Saturday, January 14, 2017

Ecce Agnus Dei

John the Baptist
"Behold the Lamb of God"
Amici, Americani, Compatriotae,

Earlier this evening I went to the Saturday Vigil Mass at Our Lady of Grace for the Second Sunday in Ordinary Time. The Scripture readings included the following:




Father Kirby as usual gave an excellent homily. He opened with a little story from one of his previous experiences. He had been in a small town with an assortment of Protestant ecclesial communities: Presbyterian, Methodist, Baptist, Lutheran, etc., as well as his Catholic Parish. This town was infested with a growing squirrel population about which something had to be done. One Protestant community decided to hire an exterminator and the result was dead squirrels everywhere, and that turned out to be not such a good public relations move. Another tried to understand what was causing the population outbreak and its efforts were equally fruitless. So finally it was up to the Catholic Parish to try something. The pastor thereof one day arrived back with super soaker water guns. Everyone there thought that a little strange. So someone asked the Pastor, "Why, Father, all these super soakers?" Father responded, "I thought we would baptized the little critters. In that way we would only have to worry about them showing up on Christmas and Easter as most of the rest of the Catholics normally do."  The point in all this is that sadly many of us Catholics do not bother to live out our Baptism but once or twice a year.

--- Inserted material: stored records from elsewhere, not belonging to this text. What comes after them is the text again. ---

PR #1962, opened 2017-12-21
fix a bug in getPathRelativeToSourceRoot when there is symlink

autoandshare:
Problem: When there is a symlink, getPathRelativeToSourceRoot will return the path relative to symlink.

Expected: The path relative to source root is returned.
Solution: Add the missing part.

Example:
/var/opengrok/src/project1 -> /root/project1
getPathRelativeToSourceRoot("/root/project1/web") => "/web"
It should be "/project1/web" instead.


vladak:
There is a PR #1952 in progress which is third incarnation of a fix for this (and other, symlink related) problem, thus closing in its favor.

Issue #1966, opened 2018-01-03
escape character does not work


tanglianggithub:
use loop\\(\\) to search  'loop()', but opengrok cannot find the result.

vladak:
I think the parenthesis characters are stripped away in the process of indexing.

tarzanek:
I am wondering if OpenGrok indexes "("
definitely worth talking about if this is a viable use case and worthwhile to improve tokenizers (at least the full plain one)

idodeclare:
> definitely worth talking about if this is a viable use case and worthwhile to improve tokenizers (at least the full plain one)

@tarzanek , I would say it's viable, and in fact I have a branch that uses my `JFlexSymbolMatcher` event model and `JFlexTokenizer` refactoring to do just what you’re suggesting w.r.t. `PlainFullTokenizer`.

But with the Oracle repo grab and not seeing @tarzanek or @vladak or @tulinkry in https://github.com/orgs/oracle/people — and moreover with reviews at a dead halt — I'm thinking of closing all my PRs here. I've forked FreeGrok and am waiting to see what's happening here within the next short interval.

tarzanek:
@idodeclare sorry, we're stuck on some legal talks, but we have a resolution, the repo transfer was a bit unfortunate and premature, but solution is in progress

me & @vladak can still accept PRs, I will try get back to your PRs, bear with us please

deeparora29:
I am also facing the similar issue where I search for M\{ and it returns false positives. FTR, I am using version 0.9.0

tarzanek:
@deeparora29 can you get to 1.2.x please?
0.9 is really old and Chris had his fixes in 1.x I think

PR #1971, opened 2018-01-05
Feature/symbol matcher

idodeclare:
(This replaces and extends PR #1958, which I closed due to minor conflicts with `feature/more_tests`.)

Hello,

Please consider for integration this refactoring that succeeds in bringing the language xrefers and symbol tokenizers together by revising them to inherit from the _same class_: `JFlexSymbolMatcher`.

`JFlexTokenizer` is revised and simplified as a non-abstract class that now uses each of the language-specific tokenizers, listening to their publishing of symbols. (As mentioned in issue #1966, `JFlexTokenizer` can afterward also be enhanced to listen to non-symbolic content to allow e.g. `PlainFullTokenizer` to produce more tokens — even overlapping tokens — from the same source to allow more comprehensive full search.)

`JFlexXref` is likewise revised and simplified as a non-abstract class that now uses each of the language-specific xrefers, listening to their publishing of complete symbolic and non-symbolic content.

The two very non-standard xrefers, `TroffXref` and `MandocXref`, are revised to inherit from `JFlexNonXref`, which is a slimmed-down version of the former, abstract incarnation of `JFlexXref`.

`JFlexXref` is enhanced to comprehensively URL- and HTML-encode content (when necessary and with no additional, transient buffers), with xrefers no longer having to do e.g. `writeUnicodeChar()`, `offerNonword()`, or `offerUnicode()`, etc. `writeSymbol()` is enhanced to include quote characters for parameters which are used for Lucene querying when their arguments contain a character that is not ASCII alpha-numeric and not underscore (e.g. `?defs=%22Set-and-update-format-list%22` for `sample.tcl`).

This new model will allow a future revision to retire `JFlexJointLexer` and to move e.g. `PerlLexHelper`, `RubyLexHelper` into language-specific sub-classes of `JFlexSymbolMatcher`. If desired (which I think it will be to eliminate redundancy), the other existing languages can be revised to share language-specific JFlex rules (à la `RubyProductions.lexh`).

As a consequence of this refactoring, `CommonTokenizer.lexh` and `CommonXref.lexh` are merged, and the language xrefers and symbol tokenizers now include the same, new `CommonLexer.lexh`. The `getLineNumber()` and `setLineNumber(int x)` overrides in every xrefer are removed in favor of methods implemented in `CommonLexer.lexh`.

Following this PR, I have a branch ready to go that makes use of this PR's publicizing of line numbers and extends it so that (physical) lines-of-code counts are determined as well and made available in the index and in the UI: https://1drv.ms/i/s!Anl22C9Mx4VFgRqzmGmJ3Lzszyt6.

@tarzanek , regarding your responses to PR #1958, I wasn't sure if there were specific changes you were asking for. Please would you clarify.

Thank you.


tarzanek:
hi, no, it was more like a design decision, since this looks like the design they have, so it was more about learning from others mistakes ;)
but let's give this a shot, I just had a quick look and it looks OK, code always improves in iterations and I like this iterations improvement over the old approach

perhaps one thing ... we're complicating the analyzers and the original howto and design docs are harder to follow, so it would make sense to write a story about what you do and where do you want to go ... what do you think?
life is all about stories, so let's add more to original @chandanbn stories

tarzanek:
thank you, let's get it rolling! :)

idodeclare:
> it would make sense to write a story about what you do and where do you want to go ... what do you think?
life is all about stories, so let's add more to original @chandanbn stories

Yes I can start on such a story.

Now while I cannot recall all that Father Kirby said (I really need to start taking notes!), the gist of it was in the selected Scripture passages below. I think what may have prompted him to go along this line was today's Gospel from the first chapter of St. John where John the Baptist sees Jesus and declares:

I did not know him, but the one who sent me to baptize with water told me, ‘On whomever you see the Spirit come down and remain, he is the one who will baptize with the holy Spirit.’

Concerning Baptism St. Paul says in Romans 6:3-4:

Or are you unaware that we who were baptized into Christ Jesus were baptized into his death? We were indeed buried with him through baptism into death, so that, just as Christ was raised from the dead by the glory of the Father, we too might live in newness of life.

And again in Colossians 2:11-13 St. Paul explains:

In him you were also circumcised with a circumcision not administered by hand, by stripping off the carnal body, with the circumcision of Christ. You were buried with him in baptism, in which you were also raised with him through faith in the power of God, who raised him from the dead. And even when you were dead [in] transgressions and the uncircumcision of your flesh, he brought you to life along with him, having forgiven us all our transgressions...

1st Peter 3:18-22 goes on to explain:

For Christ also suffered for sins once, the righteous for the sake of the unrighteous, that he might lead you to God. Put to death in the flesh, he was brought to life in the spirit. In it he also went to preach to the spirits in prison, who had once been disobedient while God patiently waited in the days of Noah during the building of the ark, in which a few persons, eight in all, were saved through water. This prefigured baptism, which saves you now. It is not a removal of dirt from the body but an appeal to God for a clear conscience, through the resurrection of Jesus Christ, who has gone into heaven and is at the right hand of God, with angels, authorities, and powers subject to him.

The point in all this is that Baptism is the Sacrament which opens up to us all the other graces that God has to bestow on us. But if we do not live out our Baptism in our lives, then we will be incapable of receiving those graces. Indeed, just as we look at our priests as being an example of piety and holiness, so does the unbaptized pagan look upon us who are but members of the Laity, and the reason why is because of that indelible mark which Baptism places on our souls. We are therefore called to be a witness in deed and in word, acting and speaking the truth with humility and kindness and mercy and grace. Our Catholicism is not to be relegated to just Christmas and Easter. It is to be a daily exercise of faith stemming from that first Sacrament, our Baptism.